[Records to use Boundary: Start]

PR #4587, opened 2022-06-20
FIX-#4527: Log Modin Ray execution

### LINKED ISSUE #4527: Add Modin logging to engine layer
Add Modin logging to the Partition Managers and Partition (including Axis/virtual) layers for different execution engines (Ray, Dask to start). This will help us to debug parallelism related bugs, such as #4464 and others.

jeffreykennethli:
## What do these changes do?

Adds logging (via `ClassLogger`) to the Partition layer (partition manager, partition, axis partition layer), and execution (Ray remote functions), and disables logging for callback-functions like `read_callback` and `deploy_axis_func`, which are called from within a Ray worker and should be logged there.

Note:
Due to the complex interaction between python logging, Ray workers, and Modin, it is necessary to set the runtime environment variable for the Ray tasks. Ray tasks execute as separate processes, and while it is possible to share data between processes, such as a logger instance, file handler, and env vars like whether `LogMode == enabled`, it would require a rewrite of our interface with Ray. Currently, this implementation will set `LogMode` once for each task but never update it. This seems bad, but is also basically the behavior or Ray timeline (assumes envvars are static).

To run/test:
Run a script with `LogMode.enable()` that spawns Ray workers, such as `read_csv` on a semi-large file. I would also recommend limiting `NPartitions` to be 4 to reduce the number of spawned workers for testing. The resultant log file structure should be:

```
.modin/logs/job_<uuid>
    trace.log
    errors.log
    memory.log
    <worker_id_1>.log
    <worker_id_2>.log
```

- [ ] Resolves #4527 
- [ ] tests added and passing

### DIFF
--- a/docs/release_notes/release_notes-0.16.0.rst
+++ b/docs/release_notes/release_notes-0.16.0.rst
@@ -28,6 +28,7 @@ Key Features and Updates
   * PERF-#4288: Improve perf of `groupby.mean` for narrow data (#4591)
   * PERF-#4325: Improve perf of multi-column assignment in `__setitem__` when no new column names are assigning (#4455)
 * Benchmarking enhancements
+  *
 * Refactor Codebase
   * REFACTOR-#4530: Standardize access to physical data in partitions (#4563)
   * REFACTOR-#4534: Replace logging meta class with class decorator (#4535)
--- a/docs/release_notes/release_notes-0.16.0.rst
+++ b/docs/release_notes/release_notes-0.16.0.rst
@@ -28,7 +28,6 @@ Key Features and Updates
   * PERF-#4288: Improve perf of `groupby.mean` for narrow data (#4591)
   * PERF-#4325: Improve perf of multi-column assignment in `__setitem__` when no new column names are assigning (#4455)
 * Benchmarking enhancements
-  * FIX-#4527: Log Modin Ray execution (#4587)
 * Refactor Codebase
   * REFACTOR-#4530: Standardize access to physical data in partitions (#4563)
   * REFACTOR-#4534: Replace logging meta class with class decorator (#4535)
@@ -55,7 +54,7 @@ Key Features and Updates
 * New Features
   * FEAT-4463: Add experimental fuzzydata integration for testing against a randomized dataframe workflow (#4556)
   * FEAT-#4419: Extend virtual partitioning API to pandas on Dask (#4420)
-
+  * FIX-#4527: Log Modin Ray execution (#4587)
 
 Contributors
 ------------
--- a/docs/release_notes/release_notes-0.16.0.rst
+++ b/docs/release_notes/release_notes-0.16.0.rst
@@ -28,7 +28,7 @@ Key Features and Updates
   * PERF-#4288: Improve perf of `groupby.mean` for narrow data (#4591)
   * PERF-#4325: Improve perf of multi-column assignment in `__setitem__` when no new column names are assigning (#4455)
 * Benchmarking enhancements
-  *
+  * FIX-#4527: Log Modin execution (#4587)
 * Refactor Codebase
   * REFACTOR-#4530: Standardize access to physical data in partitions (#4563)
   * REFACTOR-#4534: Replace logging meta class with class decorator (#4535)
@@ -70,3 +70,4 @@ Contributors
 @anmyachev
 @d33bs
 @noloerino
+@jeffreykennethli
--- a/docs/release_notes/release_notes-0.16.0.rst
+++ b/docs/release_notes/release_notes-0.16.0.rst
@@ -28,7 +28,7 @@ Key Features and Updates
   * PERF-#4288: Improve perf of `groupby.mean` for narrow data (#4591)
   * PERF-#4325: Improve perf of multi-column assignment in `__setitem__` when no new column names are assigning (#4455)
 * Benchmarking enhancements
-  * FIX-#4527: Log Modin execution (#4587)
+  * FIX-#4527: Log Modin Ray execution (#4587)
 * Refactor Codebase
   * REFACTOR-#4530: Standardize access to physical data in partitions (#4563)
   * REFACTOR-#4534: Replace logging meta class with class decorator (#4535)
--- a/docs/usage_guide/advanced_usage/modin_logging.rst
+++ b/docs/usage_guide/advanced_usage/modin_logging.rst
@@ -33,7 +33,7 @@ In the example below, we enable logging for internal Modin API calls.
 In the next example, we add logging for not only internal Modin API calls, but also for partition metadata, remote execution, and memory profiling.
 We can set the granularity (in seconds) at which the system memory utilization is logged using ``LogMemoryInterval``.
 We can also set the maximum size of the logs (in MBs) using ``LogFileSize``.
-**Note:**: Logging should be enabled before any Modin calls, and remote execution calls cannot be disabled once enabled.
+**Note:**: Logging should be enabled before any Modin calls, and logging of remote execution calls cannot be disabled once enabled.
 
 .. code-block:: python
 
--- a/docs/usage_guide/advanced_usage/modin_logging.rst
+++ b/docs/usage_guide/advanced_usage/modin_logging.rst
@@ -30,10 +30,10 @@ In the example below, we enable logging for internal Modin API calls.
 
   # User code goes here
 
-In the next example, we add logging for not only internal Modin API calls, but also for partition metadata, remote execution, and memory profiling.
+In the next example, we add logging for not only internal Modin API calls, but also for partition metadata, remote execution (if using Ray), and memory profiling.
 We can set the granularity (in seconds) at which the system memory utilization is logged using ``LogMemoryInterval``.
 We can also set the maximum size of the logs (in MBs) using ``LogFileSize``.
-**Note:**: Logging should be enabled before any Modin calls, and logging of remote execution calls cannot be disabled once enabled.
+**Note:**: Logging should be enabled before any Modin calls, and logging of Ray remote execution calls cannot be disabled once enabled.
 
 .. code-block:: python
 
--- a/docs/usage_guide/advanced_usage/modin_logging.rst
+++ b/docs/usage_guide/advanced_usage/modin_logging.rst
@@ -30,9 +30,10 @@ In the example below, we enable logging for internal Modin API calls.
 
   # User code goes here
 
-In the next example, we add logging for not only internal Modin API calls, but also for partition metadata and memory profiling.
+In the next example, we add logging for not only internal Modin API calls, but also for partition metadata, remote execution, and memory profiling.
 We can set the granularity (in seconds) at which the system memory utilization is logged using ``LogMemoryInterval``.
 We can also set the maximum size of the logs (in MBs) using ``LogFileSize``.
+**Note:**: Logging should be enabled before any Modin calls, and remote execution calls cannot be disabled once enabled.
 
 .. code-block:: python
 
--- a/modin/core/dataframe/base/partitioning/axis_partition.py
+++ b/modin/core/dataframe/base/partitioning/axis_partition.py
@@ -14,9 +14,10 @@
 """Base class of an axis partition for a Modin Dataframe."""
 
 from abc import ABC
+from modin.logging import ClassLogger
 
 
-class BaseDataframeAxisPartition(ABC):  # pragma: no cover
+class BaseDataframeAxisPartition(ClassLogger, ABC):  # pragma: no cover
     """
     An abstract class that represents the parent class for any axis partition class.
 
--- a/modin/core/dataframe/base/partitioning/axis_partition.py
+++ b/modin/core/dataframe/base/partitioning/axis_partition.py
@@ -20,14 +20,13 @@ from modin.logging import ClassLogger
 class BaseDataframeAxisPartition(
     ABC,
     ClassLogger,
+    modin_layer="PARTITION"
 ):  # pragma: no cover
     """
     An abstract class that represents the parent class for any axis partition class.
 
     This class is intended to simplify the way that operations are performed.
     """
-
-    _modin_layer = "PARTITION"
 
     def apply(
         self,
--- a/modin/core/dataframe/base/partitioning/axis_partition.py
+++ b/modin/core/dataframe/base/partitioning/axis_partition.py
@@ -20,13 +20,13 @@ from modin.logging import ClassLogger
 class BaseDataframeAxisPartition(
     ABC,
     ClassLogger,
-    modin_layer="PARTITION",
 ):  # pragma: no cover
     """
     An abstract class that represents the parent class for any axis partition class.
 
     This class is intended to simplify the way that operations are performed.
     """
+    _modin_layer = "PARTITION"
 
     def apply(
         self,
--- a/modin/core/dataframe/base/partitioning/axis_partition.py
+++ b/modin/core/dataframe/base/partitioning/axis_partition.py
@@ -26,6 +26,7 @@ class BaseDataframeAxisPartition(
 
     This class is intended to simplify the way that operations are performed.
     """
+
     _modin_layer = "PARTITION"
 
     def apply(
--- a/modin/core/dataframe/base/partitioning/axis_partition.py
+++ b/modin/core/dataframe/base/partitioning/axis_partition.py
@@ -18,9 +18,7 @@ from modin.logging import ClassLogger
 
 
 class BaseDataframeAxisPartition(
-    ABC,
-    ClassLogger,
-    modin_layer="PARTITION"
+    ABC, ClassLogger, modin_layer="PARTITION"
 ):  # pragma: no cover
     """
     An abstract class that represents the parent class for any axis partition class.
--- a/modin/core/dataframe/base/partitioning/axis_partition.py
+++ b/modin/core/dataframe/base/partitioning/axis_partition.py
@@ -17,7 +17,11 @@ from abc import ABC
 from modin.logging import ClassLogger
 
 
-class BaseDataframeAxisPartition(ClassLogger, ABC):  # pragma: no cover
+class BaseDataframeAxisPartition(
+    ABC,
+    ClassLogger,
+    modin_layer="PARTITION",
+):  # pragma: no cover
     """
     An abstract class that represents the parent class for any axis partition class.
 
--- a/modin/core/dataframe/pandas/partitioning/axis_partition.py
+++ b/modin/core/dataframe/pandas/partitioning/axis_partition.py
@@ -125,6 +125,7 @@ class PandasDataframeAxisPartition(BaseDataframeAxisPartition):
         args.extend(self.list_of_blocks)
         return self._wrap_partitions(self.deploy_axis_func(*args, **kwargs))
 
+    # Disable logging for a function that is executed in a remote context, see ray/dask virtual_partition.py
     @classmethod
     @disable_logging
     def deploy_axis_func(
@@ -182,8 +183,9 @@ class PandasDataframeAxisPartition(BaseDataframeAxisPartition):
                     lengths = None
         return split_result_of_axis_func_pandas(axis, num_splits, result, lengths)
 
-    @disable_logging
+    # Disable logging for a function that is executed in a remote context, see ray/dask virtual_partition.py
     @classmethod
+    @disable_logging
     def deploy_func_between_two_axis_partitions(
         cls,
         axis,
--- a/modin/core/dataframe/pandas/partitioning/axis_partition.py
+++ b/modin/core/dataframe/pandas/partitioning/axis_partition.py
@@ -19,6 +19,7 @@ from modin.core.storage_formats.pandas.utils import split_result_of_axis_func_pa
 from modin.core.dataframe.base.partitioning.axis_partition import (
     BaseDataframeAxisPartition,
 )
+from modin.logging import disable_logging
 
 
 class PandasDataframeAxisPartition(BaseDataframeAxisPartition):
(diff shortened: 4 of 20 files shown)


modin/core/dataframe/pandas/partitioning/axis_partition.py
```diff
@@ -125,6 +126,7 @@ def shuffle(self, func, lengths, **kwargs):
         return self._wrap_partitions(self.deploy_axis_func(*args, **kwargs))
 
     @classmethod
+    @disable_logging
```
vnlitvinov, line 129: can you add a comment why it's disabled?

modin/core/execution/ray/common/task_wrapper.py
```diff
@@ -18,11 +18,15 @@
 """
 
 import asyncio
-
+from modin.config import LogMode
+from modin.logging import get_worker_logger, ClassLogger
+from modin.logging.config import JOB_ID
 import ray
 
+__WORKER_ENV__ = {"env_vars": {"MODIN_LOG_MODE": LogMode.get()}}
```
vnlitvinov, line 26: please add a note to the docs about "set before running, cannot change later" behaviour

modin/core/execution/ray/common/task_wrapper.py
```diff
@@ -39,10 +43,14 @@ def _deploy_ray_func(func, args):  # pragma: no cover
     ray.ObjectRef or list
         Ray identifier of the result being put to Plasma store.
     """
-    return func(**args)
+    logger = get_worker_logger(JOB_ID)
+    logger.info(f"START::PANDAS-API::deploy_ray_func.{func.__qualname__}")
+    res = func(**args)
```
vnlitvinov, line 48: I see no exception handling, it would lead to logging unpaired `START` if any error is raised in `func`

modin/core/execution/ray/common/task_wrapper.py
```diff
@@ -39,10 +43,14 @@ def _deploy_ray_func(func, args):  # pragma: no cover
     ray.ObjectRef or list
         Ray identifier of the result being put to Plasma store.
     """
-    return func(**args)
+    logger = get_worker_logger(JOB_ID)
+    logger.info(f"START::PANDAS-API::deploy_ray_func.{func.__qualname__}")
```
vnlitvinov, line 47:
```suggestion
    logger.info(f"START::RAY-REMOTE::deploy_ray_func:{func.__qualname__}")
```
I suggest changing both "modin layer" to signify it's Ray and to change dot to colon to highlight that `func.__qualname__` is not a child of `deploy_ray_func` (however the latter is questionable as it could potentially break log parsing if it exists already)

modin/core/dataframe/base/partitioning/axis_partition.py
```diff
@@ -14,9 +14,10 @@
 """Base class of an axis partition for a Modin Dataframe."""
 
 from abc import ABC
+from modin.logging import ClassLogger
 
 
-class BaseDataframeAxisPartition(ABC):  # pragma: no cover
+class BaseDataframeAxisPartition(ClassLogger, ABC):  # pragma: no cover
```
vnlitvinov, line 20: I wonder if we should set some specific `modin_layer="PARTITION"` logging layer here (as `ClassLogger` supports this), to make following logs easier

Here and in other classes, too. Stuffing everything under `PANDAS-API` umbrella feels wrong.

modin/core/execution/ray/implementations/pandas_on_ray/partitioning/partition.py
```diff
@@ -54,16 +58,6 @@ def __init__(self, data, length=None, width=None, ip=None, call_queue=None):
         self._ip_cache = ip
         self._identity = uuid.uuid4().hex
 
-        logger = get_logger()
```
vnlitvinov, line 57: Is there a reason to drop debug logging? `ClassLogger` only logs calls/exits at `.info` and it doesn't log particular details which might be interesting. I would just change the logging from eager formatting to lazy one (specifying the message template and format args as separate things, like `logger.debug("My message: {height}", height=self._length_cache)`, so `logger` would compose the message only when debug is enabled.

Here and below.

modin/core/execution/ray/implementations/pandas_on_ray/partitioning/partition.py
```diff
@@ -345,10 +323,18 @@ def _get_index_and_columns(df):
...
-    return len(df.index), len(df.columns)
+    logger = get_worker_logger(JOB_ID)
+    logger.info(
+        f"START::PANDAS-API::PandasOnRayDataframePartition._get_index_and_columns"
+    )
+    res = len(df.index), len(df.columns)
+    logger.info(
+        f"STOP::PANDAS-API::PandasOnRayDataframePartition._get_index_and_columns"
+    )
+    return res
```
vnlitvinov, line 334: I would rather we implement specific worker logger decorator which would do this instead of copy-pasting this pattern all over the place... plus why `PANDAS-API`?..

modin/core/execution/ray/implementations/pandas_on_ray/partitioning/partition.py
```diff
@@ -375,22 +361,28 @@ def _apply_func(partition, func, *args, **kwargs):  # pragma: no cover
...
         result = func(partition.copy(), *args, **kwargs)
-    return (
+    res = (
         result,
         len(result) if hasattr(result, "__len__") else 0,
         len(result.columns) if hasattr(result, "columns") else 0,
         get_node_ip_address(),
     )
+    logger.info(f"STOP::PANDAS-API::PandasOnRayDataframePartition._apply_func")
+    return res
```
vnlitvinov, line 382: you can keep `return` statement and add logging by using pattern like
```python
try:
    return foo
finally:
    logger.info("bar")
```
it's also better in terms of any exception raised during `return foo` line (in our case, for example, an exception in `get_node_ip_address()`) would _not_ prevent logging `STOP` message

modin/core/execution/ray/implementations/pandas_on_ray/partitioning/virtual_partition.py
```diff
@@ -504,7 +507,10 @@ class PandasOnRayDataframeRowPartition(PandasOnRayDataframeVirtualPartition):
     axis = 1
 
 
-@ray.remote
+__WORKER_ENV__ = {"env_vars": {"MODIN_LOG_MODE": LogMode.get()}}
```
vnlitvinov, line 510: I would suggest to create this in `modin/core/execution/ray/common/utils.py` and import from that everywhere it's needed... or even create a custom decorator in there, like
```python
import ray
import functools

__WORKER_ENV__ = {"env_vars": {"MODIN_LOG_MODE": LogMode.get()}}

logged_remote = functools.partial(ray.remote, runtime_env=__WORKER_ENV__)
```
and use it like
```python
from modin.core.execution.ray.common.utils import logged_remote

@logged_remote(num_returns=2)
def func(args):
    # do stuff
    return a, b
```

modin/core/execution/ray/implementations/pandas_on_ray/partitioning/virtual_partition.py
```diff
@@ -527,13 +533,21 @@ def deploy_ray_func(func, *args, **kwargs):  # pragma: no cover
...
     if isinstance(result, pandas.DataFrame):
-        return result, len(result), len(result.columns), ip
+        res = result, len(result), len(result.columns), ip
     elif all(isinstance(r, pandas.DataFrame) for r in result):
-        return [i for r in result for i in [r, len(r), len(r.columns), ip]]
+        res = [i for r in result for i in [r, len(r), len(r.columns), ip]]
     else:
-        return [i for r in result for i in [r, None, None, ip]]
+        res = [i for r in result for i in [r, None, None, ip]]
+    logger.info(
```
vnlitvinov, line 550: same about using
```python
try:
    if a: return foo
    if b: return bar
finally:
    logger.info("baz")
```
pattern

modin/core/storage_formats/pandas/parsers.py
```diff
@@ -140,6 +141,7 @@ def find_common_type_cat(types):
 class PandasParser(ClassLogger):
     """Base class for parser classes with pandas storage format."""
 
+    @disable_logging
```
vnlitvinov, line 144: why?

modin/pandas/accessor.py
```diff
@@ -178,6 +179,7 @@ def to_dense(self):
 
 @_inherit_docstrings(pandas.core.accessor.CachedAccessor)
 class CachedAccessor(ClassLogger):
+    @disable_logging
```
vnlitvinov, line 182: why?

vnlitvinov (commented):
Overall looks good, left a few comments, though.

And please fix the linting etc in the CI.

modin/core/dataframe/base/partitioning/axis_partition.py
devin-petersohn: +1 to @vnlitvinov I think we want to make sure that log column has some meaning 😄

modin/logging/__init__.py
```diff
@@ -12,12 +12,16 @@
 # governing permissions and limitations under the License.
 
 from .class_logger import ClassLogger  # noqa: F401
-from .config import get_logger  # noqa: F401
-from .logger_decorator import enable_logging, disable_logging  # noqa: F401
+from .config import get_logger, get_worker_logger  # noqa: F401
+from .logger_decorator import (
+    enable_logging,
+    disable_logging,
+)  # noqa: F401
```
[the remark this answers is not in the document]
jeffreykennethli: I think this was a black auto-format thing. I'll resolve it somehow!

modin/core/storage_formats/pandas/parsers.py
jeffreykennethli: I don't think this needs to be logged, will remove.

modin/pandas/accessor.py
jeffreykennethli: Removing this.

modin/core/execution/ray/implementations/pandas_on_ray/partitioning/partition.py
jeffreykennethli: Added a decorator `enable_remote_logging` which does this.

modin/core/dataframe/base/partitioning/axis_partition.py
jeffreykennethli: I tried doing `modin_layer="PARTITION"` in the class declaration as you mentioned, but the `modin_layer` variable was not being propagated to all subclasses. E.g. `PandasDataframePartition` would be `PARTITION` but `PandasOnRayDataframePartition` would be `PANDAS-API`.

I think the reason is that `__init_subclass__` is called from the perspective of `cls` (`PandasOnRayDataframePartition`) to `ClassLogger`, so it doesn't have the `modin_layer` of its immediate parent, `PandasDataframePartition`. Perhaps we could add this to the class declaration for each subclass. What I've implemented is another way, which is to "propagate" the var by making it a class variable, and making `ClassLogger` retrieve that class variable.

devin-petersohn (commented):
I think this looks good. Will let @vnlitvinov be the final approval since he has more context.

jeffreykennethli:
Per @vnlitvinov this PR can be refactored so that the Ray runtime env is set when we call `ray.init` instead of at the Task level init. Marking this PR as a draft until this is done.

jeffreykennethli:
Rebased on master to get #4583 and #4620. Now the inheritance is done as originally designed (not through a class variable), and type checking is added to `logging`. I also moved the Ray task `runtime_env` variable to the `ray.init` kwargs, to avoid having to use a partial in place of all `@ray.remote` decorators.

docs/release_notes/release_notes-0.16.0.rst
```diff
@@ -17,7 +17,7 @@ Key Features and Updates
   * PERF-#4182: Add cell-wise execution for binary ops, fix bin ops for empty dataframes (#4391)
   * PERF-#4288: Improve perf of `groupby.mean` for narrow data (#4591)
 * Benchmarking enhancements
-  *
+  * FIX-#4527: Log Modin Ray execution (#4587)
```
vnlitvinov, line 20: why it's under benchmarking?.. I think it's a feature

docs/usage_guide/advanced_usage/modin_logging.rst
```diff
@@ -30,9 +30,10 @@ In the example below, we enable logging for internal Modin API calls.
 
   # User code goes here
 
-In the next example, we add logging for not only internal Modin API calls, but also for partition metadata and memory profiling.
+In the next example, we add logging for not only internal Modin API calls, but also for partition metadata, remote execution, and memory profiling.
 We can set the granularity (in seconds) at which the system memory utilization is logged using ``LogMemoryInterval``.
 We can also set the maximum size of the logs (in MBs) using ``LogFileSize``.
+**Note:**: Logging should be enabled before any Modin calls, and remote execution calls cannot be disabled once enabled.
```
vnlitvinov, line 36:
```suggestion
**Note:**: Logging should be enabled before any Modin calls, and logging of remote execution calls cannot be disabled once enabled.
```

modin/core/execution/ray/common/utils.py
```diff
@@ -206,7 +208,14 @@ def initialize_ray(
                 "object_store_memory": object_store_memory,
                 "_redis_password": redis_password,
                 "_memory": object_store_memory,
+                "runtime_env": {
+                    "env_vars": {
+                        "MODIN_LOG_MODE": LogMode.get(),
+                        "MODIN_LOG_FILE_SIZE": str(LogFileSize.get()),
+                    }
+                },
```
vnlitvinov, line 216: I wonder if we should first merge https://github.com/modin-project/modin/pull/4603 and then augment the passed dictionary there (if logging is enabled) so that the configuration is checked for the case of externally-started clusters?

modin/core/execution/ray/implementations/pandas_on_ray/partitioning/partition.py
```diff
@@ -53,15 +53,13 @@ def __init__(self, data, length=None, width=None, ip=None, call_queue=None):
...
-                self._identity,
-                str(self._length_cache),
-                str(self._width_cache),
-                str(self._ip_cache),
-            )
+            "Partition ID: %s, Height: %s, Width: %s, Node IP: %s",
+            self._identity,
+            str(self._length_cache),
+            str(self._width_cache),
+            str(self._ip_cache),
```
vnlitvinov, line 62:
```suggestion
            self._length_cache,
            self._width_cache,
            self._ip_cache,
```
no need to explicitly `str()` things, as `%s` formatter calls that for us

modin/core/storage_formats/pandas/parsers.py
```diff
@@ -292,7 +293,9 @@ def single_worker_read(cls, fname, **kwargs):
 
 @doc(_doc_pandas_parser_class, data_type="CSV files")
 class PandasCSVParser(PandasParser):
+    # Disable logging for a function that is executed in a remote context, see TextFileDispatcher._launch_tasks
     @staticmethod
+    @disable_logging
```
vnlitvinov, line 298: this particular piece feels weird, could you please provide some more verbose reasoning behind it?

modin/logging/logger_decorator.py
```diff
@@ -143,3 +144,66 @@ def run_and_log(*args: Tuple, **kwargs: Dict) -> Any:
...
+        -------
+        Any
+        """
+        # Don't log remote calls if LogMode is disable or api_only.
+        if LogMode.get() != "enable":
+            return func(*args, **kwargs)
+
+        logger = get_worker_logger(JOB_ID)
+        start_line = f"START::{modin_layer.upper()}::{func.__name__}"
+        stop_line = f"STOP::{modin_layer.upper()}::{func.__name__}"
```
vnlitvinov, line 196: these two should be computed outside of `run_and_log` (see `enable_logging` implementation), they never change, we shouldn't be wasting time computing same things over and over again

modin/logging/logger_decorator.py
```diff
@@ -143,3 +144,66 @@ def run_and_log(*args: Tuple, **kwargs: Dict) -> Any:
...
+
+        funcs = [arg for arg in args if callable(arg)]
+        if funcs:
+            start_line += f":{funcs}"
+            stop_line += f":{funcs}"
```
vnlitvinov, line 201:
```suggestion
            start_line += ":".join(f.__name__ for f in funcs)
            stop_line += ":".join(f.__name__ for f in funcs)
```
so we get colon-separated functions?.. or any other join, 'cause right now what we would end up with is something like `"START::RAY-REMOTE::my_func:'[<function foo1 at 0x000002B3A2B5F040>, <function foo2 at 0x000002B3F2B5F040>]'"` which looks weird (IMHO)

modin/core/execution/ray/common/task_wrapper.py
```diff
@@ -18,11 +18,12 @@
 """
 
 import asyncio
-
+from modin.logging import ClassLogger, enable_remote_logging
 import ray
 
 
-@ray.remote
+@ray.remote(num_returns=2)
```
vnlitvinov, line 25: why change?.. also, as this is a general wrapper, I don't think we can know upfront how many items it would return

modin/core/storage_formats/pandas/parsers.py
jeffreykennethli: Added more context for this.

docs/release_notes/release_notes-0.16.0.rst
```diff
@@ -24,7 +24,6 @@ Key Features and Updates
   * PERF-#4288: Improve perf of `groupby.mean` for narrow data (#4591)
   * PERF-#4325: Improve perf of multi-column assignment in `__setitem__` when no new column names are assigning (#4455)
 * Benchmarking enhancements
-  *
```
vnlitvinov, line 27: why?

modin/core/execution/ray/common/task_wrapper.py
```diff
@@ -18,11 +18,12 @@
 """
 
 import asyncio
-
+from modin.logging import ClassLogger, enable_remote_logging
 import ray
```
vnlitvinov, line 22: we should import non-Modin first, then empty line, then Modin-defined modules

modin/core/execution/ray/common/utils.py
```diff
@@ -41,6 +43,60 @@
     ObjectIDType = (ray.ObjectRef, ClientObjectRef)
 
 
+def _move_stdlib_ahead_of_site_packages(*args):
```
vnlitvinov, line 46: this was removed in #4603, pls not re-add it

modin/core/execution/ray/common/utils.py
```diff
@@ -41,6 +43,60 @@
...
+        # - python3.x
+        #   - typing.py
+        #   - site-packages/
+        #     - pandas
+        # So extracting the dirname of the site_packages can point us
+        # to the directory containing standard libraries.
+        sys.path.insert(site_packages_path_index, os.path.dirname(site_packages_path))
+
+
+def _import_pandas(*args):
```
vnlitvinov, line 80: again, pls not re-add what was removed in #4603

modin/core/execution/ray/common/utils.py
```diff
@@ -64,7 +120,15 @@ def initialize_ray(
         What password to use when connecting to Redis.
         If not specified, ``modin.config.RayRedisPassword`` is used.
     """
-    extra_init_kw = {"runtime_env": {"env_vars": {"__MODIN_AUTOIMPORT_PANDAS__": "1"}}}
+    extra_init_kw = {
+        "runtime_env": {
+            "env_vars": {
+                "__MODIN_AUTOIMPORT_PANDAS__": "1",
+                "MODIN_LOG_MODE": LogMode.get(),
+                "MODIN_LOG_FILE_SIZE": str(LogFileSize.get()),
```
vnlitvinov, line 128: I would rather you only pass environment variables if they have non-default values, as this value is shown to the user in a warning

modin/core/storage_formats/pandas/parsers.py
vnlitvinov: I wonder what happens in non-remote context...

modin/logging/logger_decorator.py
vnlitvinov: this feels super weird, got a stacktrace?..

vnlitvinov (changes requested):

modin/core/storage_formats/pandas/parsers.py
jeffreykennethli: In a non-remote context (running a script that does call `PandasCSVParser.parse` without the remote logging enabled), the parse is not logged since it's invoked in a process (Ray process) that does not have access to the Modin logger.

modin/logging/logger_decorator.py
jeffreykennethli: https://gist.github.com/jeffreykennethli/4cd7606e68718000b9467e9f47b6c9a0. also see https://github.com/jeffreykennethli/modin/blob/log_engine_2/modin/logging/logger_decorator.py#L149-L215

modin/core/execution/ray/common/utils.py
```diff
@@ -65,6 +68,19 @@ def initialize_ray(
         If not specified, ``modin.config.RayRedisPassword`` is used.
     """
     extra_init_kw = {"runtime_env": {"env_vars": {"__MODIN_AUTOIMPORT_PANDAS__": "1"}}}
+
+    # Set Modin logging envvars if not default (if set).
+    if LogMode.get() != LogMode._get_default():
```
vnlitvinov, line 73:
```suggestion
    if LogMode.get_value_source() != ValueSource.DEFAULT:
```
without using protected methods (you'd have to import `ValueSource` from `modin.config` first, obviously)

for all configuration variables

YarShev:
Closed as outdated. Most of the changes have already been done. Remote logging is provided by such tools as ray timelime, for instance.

[Records to use Boundary: End]

▶ _Aim of the exercise_
Number of lines with the string "environment" in the data above: report this figure and nothing more.

▶ _Response box_
2